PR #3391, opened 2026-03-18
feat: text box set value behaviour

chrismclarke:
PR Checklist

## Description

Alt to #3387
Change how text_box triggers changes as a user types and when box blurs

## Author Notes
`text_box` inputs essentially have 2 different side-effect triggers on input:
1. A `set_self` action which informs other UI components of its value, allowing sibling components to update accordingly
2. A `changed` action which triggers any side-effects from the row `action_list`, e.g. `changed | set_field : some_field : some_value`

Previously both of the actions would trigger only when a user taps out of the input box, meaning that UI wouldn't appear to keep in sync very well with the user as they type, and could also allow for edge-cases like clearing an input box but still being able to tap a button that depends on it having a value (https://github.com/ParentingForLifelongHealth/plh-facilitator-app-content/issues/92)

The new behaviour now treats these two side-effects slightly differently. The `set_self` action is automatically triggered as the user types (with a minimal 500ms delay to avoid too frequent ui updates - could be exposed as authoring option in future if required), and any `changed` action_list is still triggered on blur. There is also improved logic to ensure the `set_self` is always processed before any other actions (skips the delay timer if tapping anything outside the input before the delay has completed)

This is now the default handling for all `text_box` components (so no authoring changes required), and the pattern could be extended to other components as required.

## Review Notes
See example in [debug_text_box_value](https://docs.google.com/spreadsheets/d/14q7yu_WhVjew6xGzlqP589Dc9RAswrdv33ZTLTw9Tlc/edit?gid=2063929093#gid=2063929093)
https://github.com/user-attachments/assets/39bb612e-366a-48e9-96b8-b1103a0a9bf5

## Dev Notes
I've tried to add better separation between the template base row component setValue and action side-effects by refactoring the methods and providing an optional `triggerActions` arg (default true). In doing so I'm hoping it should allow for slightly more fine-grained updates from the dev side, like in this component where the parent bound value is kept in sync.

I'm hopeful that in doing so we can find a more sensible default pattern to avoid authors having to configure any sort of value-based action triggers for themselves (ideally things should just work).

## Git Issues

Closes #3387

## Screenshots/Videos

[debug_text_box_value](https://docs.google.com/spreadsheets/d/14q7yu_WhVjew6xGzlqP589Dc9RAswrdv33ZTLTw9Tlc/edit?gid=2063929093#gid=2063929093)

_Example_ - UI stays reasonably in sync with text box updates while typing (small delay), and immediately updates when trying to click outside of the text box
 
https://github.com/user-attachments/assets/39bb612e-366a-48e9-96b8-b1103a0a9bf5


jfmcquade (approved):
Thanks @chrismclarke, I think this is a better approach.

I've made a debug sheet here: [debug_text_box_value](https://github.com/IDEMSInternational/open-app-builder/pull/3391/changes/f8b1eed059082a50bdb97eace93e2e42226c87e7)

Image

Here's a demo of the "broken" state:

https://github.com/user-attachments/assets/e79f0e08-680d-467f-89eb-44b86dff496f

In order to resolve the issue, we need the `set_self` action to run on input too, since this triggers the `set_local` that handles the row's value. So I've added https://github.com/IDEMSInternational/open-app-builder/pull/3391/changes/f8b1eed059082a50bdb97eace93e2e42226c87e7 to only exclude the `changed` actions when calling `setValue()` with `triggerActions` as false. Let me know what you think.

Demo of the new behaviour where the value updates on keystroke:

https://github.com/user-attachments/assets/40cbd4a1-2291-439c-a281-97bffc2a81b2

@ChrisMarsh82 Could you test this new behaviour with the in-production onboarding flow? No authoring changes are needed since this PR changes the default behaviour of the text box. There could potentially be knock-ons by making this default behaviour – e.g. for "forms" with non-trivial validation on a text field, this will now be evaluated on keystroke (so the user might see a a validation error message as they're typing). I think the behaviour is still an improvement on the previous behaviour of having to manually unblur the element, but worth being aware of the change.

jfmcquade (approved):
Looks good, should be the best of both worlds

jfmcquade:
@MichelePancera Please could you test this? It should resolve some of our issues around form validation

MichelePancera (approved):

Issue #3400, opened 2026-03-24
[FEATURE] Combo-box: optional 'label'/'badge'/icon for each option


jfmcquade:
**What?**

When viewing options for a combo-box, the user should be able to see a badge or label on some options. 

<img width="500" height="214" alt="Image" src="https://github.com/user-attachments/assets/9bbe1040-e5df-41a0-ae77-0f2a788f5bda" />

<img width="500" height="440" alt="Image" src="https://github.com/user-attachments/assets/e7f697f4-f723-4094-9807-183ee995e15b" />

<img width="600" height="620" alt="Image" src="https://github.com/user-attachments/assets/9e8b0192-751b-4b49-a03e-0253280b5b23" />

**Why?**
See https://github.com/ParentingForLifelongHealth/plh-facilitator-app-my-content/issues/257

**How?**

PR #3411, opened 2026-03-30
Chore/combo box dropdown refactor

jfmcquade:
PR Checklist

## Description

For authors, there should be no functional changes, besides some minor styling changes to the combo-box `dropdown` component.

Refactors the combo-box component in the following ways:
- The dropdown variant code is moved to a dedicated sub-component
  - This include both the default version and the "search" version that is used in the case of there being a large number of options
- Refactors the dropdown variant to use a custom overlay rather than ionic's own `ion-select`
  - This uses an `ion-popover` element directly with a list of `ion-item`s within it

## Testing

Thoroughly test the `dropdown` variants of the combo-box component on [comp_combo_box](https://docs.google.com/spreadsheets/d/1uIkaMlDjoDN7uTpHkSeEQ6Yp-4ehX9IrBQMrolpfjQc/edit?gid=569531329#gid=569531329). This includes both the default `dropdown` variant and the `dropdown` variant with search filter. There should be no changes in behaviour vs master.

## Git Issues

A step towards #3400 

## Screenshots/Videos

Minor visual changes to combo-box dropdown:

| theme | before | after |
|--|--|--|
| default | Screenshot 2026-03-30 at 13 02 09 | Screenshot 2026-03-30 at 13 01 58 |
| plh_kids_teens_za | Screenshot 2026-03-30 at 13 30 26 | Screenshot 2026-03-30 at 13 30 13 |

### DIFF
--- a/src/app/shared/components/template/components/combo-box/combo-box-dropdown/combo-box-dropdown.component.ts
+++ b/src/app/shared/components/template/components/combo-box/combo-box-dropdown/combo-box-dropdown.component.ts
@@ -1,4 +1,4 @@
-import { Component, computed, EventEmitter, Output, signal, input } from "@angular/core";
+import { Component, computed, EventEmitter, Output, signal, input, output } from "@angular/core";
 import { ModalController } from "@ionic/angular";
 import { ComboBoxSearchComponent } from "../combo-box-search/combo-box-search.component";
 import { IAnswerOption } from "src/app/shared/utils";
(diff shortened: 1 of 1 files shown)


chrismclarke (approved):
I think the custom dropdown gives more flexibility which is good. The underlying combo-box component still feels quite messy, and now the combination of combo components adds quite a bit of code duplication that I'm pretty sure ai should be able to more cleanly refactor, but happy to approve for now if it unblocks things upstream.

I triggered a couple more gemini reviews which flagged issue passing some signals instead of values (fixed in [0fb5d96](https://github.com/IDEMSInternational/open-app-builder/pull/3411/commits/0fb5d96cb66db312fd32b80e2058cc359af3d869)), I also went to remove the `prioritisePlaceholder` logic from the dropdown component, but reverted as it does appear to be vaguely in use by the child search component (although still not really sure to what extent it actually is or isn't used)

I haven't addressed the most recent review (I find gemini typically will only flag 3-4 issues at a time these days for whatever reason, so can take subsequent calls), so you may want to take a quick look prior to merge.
=-=-=
Your goal
Return a word-for-word copy of the lines above from the one holding "A step towards #3400" through the one holding "I think the custom", with both of them included and nothing besides.

Task response
A step towards #3400 

## Screenshots/Videos

Minor visual changes to combo-box dropdown:

| theme | before | after |
|--|--|--|
| default | Screenshot 2026-03-30 at 13 02 09 | Screenshot 2026-03-30 at 13 01 58 |
| plh_kids_teens_za | Screenshot 2026-03-30 at 13 30 26 | Screenshot 2026-03-30 at 13 30 13 |

### DIFF
--- a/src/app/shared/components/template/components/combo-box/combo-box-dropdown/combo-box-dropdown.component.ts
+++ b/src/app/shared/components/template/components/combo-box/combo-box-dropdown/combo-box-dropdown.component.ts
@@ -1,4 +1,4 @@
-import { Component, computed, EventEmitter, Output, signal, input } from "@angular/core";
+import { Component, computed, EventEmitter, Output, signal, input, output } from "@angular/core";
 import { ModalController } from "@ionic/angular";
 import { ComboBoxSearchComponent } from "../combo-box-search/combo-box-search.component";
 import { IAnswerOption } from "src/app/shared/utils";
(diff shortened: 1 of 1 files shown)


chrismclarke (approved):
I think the custom dropdown gives more flexibility which is good. The underlying combo-box component still feels quite messy, and now the combination of combo components adds quite a bit of code duplication that I'm pretty sure ai should be able to more cleanly refactor, but happy to approve for now if it unblocks things upstream.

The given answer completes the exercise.